My Sorento is tiptronic or techtronic or something which means it decides when it needs 4x4.  I only need to select low range if reversing the trailer or towing in muddy fields.


however with my shogun, i generally towed in 2 wd on good roads, 4wd if very wet or poor road conditions.  4wd entering 'dry' grass fields.  low range for muddy fields/mud/reversing trailer.


----------



## _daisy_ (1 February 2010)

i rarely use the 4 wheel drive or diff on mine. most conditions its fine in normal road use/2 wheel drive


----------



## Box_Of_Frogs (1 February 2010)

4WD only when towing over uneven, slippery or heavy going ground. If you read your car's handbook, you will probably find it advises drivers NOT to drive on ordinary tarmac in 4WD. It can (very expensively!) eventually damage the drive mechanism. If you have a mechanically minded friend they could explain the why's and wherefore's of this if you're interested but the simplest thing is to remember NOT to drive on ordinary tarmac in 4WD x


----------



## HBII (1 February 2010)

Usually 4 wheel drive off unless it is muddy, slippy ...


----------



## Baileyhoss (1 February 2010)

re' wind up, that would only happen if you are using diff lock, which you shouldn't use unless you are stuck.  Normal high range 4wd wouldn't do your car any harm at all, it's just unnecessary, and adds a little more fuel consumption, that's all.


----------



## Hippona (1 February 2010)

What are you driving?

Discos are permanent 4wd- but you can lock your diff and change to low-range....I usually use just my normal 4wd without the diff locked....in high range.

Unless I get stuck 
	
	
		
		
	


	




 - in which case I change to low-range.


----------



## Mike007 (1 February 2010)

Please treat Bailyhoss,s advice with caution .It only applies to certain vehicles. Other vehicles would be severely damaged.Consult your handbook.


----------



## marmalade76 (1 February 2010)

I have a Disco, which is perminant 4WD. I do find it helpful to use low range for reversing and hitching up.

I have had an Isuzu trooper and only used 4WD for driving on wet fields.


----------



## millitiger (1 February 2010)

we only use 4WD if car is struggling on wet ground etc.

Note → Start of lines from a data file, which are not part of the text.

Issue #976, opened 2026-08-21
[Refactor] Render E2E reproduction commands with shlex.join


chaofengw-nv:
## Parent

Inspired by #963: use an existing standard-library implementation rather than maintaining partial quoting logic.

## What to build

Make E2E reproduction-command providers return raw argv values consistently, then render a copy-pasteable shell command exactly once with `shlex.join` at the final presentation seam. Remove the harness's handwritten shell quote implementation and the model-owned pass-through wrappers that only duplicate `shlex.quote` behavior.

The current interface mixes raw tokens and pre-quoted tokens, and some final commands use a plain space join. Prompts containing spaces can therefore be rendered as different argv when copied back into a shell.

## Acceptance criteria

- [ ] Every reproduction-command provider returns raw argv tokens with no pre-quoting.
- [ ] Human-readable commands are rendered once with `shlex.join`.
- [ ] The handwritten harness quote implementation and shallow pass-through quote wrappers are removed.
- [ ] Round-trip tests cover spaces, empty tokens, single quotes, dollar signs, backslashes, and newlines.
- [ ] Existing model-owned command selection remains model-local and the rendered commands reconstruct the original argv exactly.

## Blocked by

None - can start immediately.

AbishekCoder1:
Hi @chaofengw-nv! I'd love to take this on as my first contribution. My plan is to strip out the manual string quoting logic in the providers, ensure they return raw argv lists, and implement shlex.join at the final presentation seam. I'll also add the requested round-trip tests for edge cases like spaces and newlines. Let me know if I'm good to start

yifeif-nv:
> Hi [@chaofengw-nv](https://github.com/chaofengw-nv)! I'd love to take this on as my first contribution. My plan is to strip out the manual string quoting logic in the providers, ensure they return raw argv lists, and implement shlex.join at the final presentation seam. I'll also add the requested round-trip tests for edge cases like spaces and newlines. Let me know if I'm good to start

Hi @AbishekCoder1, we've already have 2 duplicated PRs on this issue so this might not be a good issue for you to work on! But we are working on a task list that people can pick up please stay tuned for that and we will have a good list of tasks for people to work on soon ish

AbishekCoder1:
@yifeif-nv sure ping me once you have an issue to assign me

Issue #963, opened 2026-08-21
[Refactor] Replace custom JSON parser in cli_support.cpp with nlohmann::json


kanhaiya-dct:
### Request type

Improvement to existing behavior

## Description
While exploring the configuration parsing logic in `src/runtime/config/cli_support.cpp`, I noticed that the file implements its own custom "Tiny JSON parser" (the `Parser` struct) along with several custom manual JSON string serializers and string scanners (`match_object_end`, etc.). 
Since the project already includes and heavily relies on the robust `nlohmann/json` library in other core components (such as the tokenizers and plugins), maintaining a custom 300+ line JSON parser specifically for the CLI configuration is unnecessary. It increases technical debt, adds unnecessary binary size, and is prone to edge-case parsing bugs compared to a fully standard-compliant library.
## Motivation & Context
Replacing this custom implementation with `nlohmann::json` will:
1. **Reduce Code Complexity:** Eliminate over 300 lines of custom string manipulation and scanning logic.
2. **Increase Robustness:** Delegate JSON parsing to a well-tested, standard-compliant library.
3. **Unify Dependencies:** Ensure JSON parsing is handled consistently across the entire TensorRT-Model-Connect codebase.

## Proposed Solution
- Remove the custom `Parser` struct from `cli_support.cpp`.
- Remove manual JSON serialization functions (e.g., `append_json_escaped_string`, `try_append_numeric`).
- Refactor `parse_layered_json` and `bundle_to_effective_json` to utilize `nlohmann::json::parse()` and `.dump()`.
- Map the parsed JSON objects back to the internal `std::any` variants expected by the `ConfigBundle` schema.

### Submission checks

- [x] I searched open and closed issues and found no duplicate request.
- [x] I removed secrets, private/internal evidence, personal paths, and restricted artifacts.

yifeif-nv:
Looks good. Thanks for raising the PR and the contribution! I love those kinds of PRs that remove code rather than adding more.

yifeif-nv:
I'll leave this issue open until the remaining related issues are addressed

chaofengw-nv:
@kanhaiya-dct  Thanks for your contribution. Inspired by this, I have re‑checked some similar cases and filed relevant issues for tracking.

PR #1023, opened 2026-08-24
refactor(e2e): render repro commands once with shlex.join

dhruvdavest07:
## What

Repro command providers now return raw argv tokens, and `shlex.join` renders the shell-ready
string once at the point it is built. Removes the harness's own `_shell_quote` and the
thirteen per-model `_shell_quote` wrappers. Adds round-trip tests.

## Why

Quoting was happening in two different places and disagreeing about who owned it.

`tests/e2e_harness/orchestrator.py` carried a hand-written `_shell_quote`, and each of the
thirteen model repro plugins carried its own one-line wrapper around `shlex.quote`. Providers
pre-quoted some of their tokens, then the orchestrator joined the list with `" ".join`.

Two things fell out of that.

The obvious one: fifteen copies of logic the standard library already provides, and the
harness copy was a hand-rolled reimplementation rather than a call to `shlex.quote`.

The one that actually bites: the tokens nobody thought to pre-quote went into `" ".join`
bare. `ctx.engine_dir`, `ctx.binary_path`, `ctx.hf_python` and the bundle path are all
filesystem paths, none of them were quoted, and any one of them containing a space produced
a command that splits into the wrong argv when pasted into a shell. So
`--trtmc-binary /opt/my tools/trtmc` came out as two arguments.

Mixing the two conventions is what made it easy to miss. When some tokens arrive pre-quoted,
a bare token in the same list looks intentional.

## How

Providers hand back raw tokens. `shlex.join` is the single place a list becomes a string, so
there is one rule instead of a per-call judgement, and `shlex.quote` decides what needs
quoting.

`_shell_quote(str(x))` became `str(x)` at the three orchestrator call sites, and
`_shell_quote(x)` became `str(x)` in the plugins, keeping the coercion the wrapper was doing.
The four `" ".join(...)` calls that build `build_bundle`, `trt_inference`, `rerun_test` and
`rerun_test_rebuild` became `shlex.join(...)`.

`shlex.join` is available on every version this project supports (`requires-python = ">=3.10"`).

Two visible output changes, both intended:

- Paths containing spaces are now quoted, which is the fix.
- The `rerun_test` pytest node id comes out quoted, because
  `tests/test_e2e.py::test_e2e[case-name]` carries brackets that a shell treats as a glob. It
  was previously bare.

Everything that was already pre-quoted renders identically.

## Testing

New file `tests/e2e_harness/test_repro_commands.py`, 35 tests.

Round trip through `shlex.split` for prompt values covering spaces, the empty string, single
quotes, double quotes, dollar signs and `${}`, backslashes, newlines, tabs, `;`, `&&` and
`|`, glob characters, a trailing space, and a leading `#`.

Then the four cases the refactor actually changes: an engine dir with a space in
`build_bundle` and in `rerun_test`, a binary path with a space in `rerun_test` and in
`trt_inference`, an hf-python path with a space, and a bundle path with a space.

```
PYTHONPATH=python python -m pytest tests/e2e_harness/ -q
```

62 passed, which is the existing 27 plus these 35. `ruff check` is clean on every file
touched.

I ran the new tests against the previous implementation as a check on the tests themselves,
and it is worth reporting what that showed. My first pass at this file only exercised the
prompt values, and all of it passed against the old code too, because those tokens were
already being pre-quoted and the hand-rolled `_shell_quote` was, for those inputs, equivalent
to `shlex.quote`. Those tests were describing behaviour, not protecting it.

The six path cases are the ones that fail against the old implementation. The prompt cases
are kept as regression cover for the behaviour that was already correct, but the six are what
demonstrate the bug.

Unit level only. Running the E2E harness itself needs GPUs and built engines, which I do not
have, so this is verified through the argv the orchestrator renders rather than by executing
the commands.

## Notes

The diff spans fourteen files because the wrapper was copied into every model plugin, but each
plugin change is the same three lines: drop the import, drop the wrapper, call `str` instead.
Happy to split the harness change from the plugin cleanup if you would rather review them
separately.

Scope is limited to what #976 describes. #963's other items are untouched.

### DIFF
--- a/tests/e2e/models/deepseek_ocr/e2e_plugins/repro.py
+++ b/tests/e2e/models/deepseek_ocr/e2e_plugins/repro.py
@@ -5,13 +5,7 @@
 
 from __future__ import annotations
 
-import shlex
-
 from .contracts import E2ECase, ReproCommandProvider, RunContext
-
-
-def _shell_quote(value: object) -> str:
-    return shlex.quote(str(value))
 
 
 class DeepseekOcrReproCommandProvider:
@@ -36,9 +30,9 @@ class DeepseekOcrReproCommandProvider:
             "run",
             bundle_path,
             "--prompt",
-            _shell_quote(case.inputs.get("prompt", "Describe this image.")),
+            str(case.inputs.get("prompt", "Describe this image.")),
             "--image",
-            _shell_quote(image),
+            str(image),
             "--max-new-tokens",
             str(case.inputs.get("max_new_tokens", 30)),
         ]
--- a/tests/e2e/models/elf_flow/e2e_plugins/repro.py
+++ b/tests/e2e/models/elf_flow/e2e_plugins/repro.py
@@ -5,13 +5,7 @@
 
 from __future__ import annotations
 
-import shlex
-
 from .contracts import E2ECase, ReproCommandProvider, RunContext
-
-
-def _shell_quote(value: object) -> str:
-    return shlex.quote(str(value))
 
 
 class ElfFlowReproCommandProvider:
@@ -35,7 +29,7 @@ class ElfFlowReproCommandProvider:
             "run",
             bundle_path,
             "--prompt",
-            _shell_quote(
+            str(
                 case.inputs.get("prompt")
                 or case.inputs.get("source_text")
                 or case.inputs.get("condition_text")
--- a/tests/e2e/models/internvl/e2e_plugins/repro.py
+++ b/tests/e2e/models/internvl/e2e_plugins/repro.py
@@ -5,13 +5,7 @@
 
 from __future__ import annotations
 
-import shlex
-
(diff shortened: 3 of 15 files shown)


yifeif-nv:
Hey, @dhruvdavest07 thanks for contributing! There seems to be a minor issue on the community CI. Let me trigger that for you.!

yifeif-nv:
Thanks for the contribution. We currently have two overlapping implementations for #976, and we plan to proceed with this PR as the canonical one because it keeps quoting at the final rendering boundary and has the smaller, more focused diff. 

Please rebase onto the current main branch and fix the existing premerge failure. Once the updated head is green, we’ll review it for merge.

yifeif-nv:
@dhruvdavest07 Hello, just to follow up on this PR! can you help to rebase the PR onto the top of the tree in main so we can retrigger the internal CI for you?

PR #1114, opened 2026-09-01
perf(moge): accelerate dynamic geometry path

yifeif-nv:
## Background

The original native MoGe fast path was fixed at 960x540, while the observed MoGe-2 workload spans portrait, landscape, and 4K inputs and is dominated by 1920x1080. Nsight showed that the remaining L4 gap came from decoder padding/layout traffic and full-resolution geometry materialization rather than builder optimization-level tuning.

## Exit Criteria

- Retain the original 960x540 contract and support the observed dynamic image range in the native TensorRT FP16 path, optimized for batch-1 1920x1080.
- Reduce the 1920x1080 GPU kernel sum below 35 ms on L4.
- Pass the unchanged seven geometry gates across the stored representative shapes and token grids, including 4K.
- Keep the implementation MoGe-owned and avoid ONNX, FP8, custom TensorRT plugins, runtime-core changes, and relaxed test criteria.

## Implementation

- Retain 960x540 while covering the observed 608x1074 through 3840x2160 shapes, with 1920x1080 as the optimization point.
- Keep transformer residual and decoder traffic in FP16 while preserving FP32 LayerNorm and the public FP32 geometry result.
- Replace each level-3 `HALF_PIXEL` resize, replicate pad, and 3x3 convolution with one mathematically equivalent native k6/s2 deconvolution.
- Use an explicit model-owned padding selection qualified against the complete representative-shape suite; all other convolutions retain replicate semantics.
- Emit compact engine-private affine-depth, validity, focal-sample, and metric-scale outputs instead of copying a full XYZ map and mask to the host.
- Recover focal length from finite interior samples whose mapped 3x3 validity neighborhood is complete, then reconstruct the unchanged public geometry result in the MoGe pipeline.
- Keep ordered RGB range checks so NaN, infinities, and out-of-range inputs still fail while avoiding redundant host classification work.
- Keep the broad FP32 attention graph decomposed with a family-owned builder optimization level of 0; the FP16 fast path remains at level 3.

### Change categories

- [ ] Public API
- [ ] ABI
- [x] Bundle or artifact contract
- [ ] Dependencies
- [ ] Documentation only
- [ ] CI or developer tooling

### Commands and Results

- `PYTHONPATH=python python3 -m pytest -q python/tensorrt_model_connect/families/moge/tests`: 34 passed on rebased head.
- `ruff check ...` and `ruff format --check ...` for the changed MoGe Python files: passed.
- `clang-format --dry-run --Werror src/runtime/models/moge/pipeline.cpp tests/cpp/models/moge/test_moge_pipeline.cpp`: passed.
- Focused native `test_moge_pipeline`: rebuilt and passed, including active engine-profile bounds, compact FP16 validity, invalid RGB values, edge/neighbor focal filtering, and public geometry reconstruction.
- `python -m tensorrt_model_connect build ... --method trt --precision fp16`: clean production graph built successfully with TensorRT 11.2.1.2; no quantization was enabled.
- Three independent Nsight runs of the established C++ SOL harness (10 warmups, five measured requests) on the final restored-profile plan reported 1920x1080 GPU kernel sums of `34.349`, `34.303`, and `35.241 ms/request`; median `34.349 ms`.
- The restored 960x540 FP16 path built and ran successfully and passed all seven unchanged geometry gates; intrinsics relative error was `0.000228` and mask IoU was `0.999676`.
- The clean production engine and clean C++ plugin passed all seven unchanged gates on 10/10 stored reference shapes, covering eight token grids and 3840x2160.

### Representative Accuracy Bounds

- Lowest mask IoU: `0.999156` (threshold `0.999`).
- Highest depth AbsRel: `0.003091` (threshold `0.005`).
- Highest depth relative L2: `0.014768` (threshold `0.02`).
- Highest points relative L2: `0.015077` (threshold `0.02`).
- Highest intrinsics relative error: `0.000967` (threshold `0.002`).
- All points cosine values exceeded `0.99999`; point/depth consistency was `0.0` for every shape.

- Current head: `37148e850865961b8bb6a3c4f4ad2ad68505b21d`, rebased on `github/main@591e67367a11629996cdcc1fb374f9b7e3baa7ad`.
- Hardware: NVIDIA L4, batch 1, 1920x1080 optimization shape, 1,825 runtime tokens.
- Container: `nvcr.io/nvidia/pytorch:26.08-py3@sha256:3becd068f49bd2ad38f90db5f9a4803019a76933a24e63d821376c44e7a9200a`; CUDA 13.4; TensorRT 11.2.1.2.
- Checkpoint: `Ruicheng/moge-2-vitl@39c4d5e957afe587e04eec59dc2bcc3be5ecd968`; SHA-256 `3eefd4abb2102f38f12b2d1992e5ff15e4923e5431c67dd494afe157e0111cd5`.
- Clean production bundle SHA-256: `551c2fad9e3f9f467ffdf444bdbf4efdf53e9fea8926eda1d2c314ebfb78e958`.

### Not Run / Remaining Gaps

- GitHub required checks passed on exact head `37148e850865961b8bb6a3c4f4ad2ad68505b21d`.
- `TRTMC Internal CI / Automated premerge gate` passed on the same exact head.

## Notes For Future Readers

- Review `families/moge/model.py` first for the dynamic mixed-precision graph and level-3 fusion, then `src/runtime/models/moge/pipeline.cpp` for the compact output and focal-recovery contract.
- The zero-padding selection is intentionally explicit and model-specific. Expanding it requires rerunning the full representative-shape geometry suite; global zero padding fails accuracy.
- The engine-private output contract changed, so bundles built from the earlier fixed-shape head must be rebuilt with the matching MoGe plugin. The public geometry API and ABI are unchanged.
- Packed attention, FP8, grouped paired heads, and additional non-exact linear folds were evaluated and rejected; none are present in this diff.

### Risk level

- [ ] Low
- [x] Medium
- [ ] High

Risk rationale: this changes the MoGe fast-path dynamic profile and engine-private output contract. The change is isolated to MoGe-owned files and is covered by exact-head native build, repeated L4 profiling, focused C++/Python tests, and 10-shape real-engine parity.


yifeif-nv:
Internal CI blocker isolated to the protected runner filesystem, not MoGe.

- Exact head/base: `2a5cd5cc2c381183910307cc06187d8ff9a5cf64` on `3b87adebdb4da59af00413b02f783df411620245`.
- The protected-style command (`python -m tools.ci pipeline premerge-unit`, scope `all`) reproduced on L4 `ipp2-2246` with TensorRT present: `1 failed, 3806 passed, 1 skipped`.
- Real failing node: `tests/tools/test_model_proof_runner.py::test_distinct_explicit_hf_cache_paths_reach_both_containers[premerge-bridge-False-False-True]`.
- Error: `cp --reflink=always` returned `Operation not supported` while materializing the selected HF cache. The private failure extractor appears to publish the pytest progress token as `Test: [100`, hiding this node ID.
- Negative control: unmodified `github/main@3b87adebdb4da59af00413b02f783df411620245` fails both parameterizations of the same test on that filesystem with the same reflink error.
- Community CI explicitly deselects this test because its scratch filesystem is not guaranteed to support reflinks; protected scope intentionally retains it.

Please provision a reflink-capable protected scratch/TMP filesystem (or otherwise repair the protected runner contract), then rerun the exact head. I did not change the test, its passing criteria, or the MoGe implementation to bypass this gate.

never use it on roads- i'm not sure why you would if you have the option to turn it off?


----------



## Broodle (1 February 2010)

Other posts have mentioned the diff locks, but I just wanted to clarify why it is important that you only engage the diff locks when the ground is slippery (gravel, ice, mud etc).  In some cars the diff locks will automatically be engaged when you move into 4wd mode, and with others they won't - so it is absolutely essential that you read your handbook to find out how your car's 4wd system works.

Very basically speaking, the diff locks lock the axles so that the left and right wheels each rotate at the same speed.  The advantage of this is that when conditions are slippery if, for example, only the left wheel has traction then the right wheel will turn as well, even if it has no traction at all.  So, diff locks are useful when your wheels are slipping...   When you are driving in normal on-road conditions you most definitely don't want the diff locks on because when you go around a corner the wheel on the outside of the bend will not be able to go faster to 'keep up with' the wheel on the inside, and will be forced to slip along the tarmac instead - que very worn tyres and a whole host of possible mechanical problems.  This is also why it is generally not a good idea to make very tight turns when the diff locks are engaged, whatever road surface you are on.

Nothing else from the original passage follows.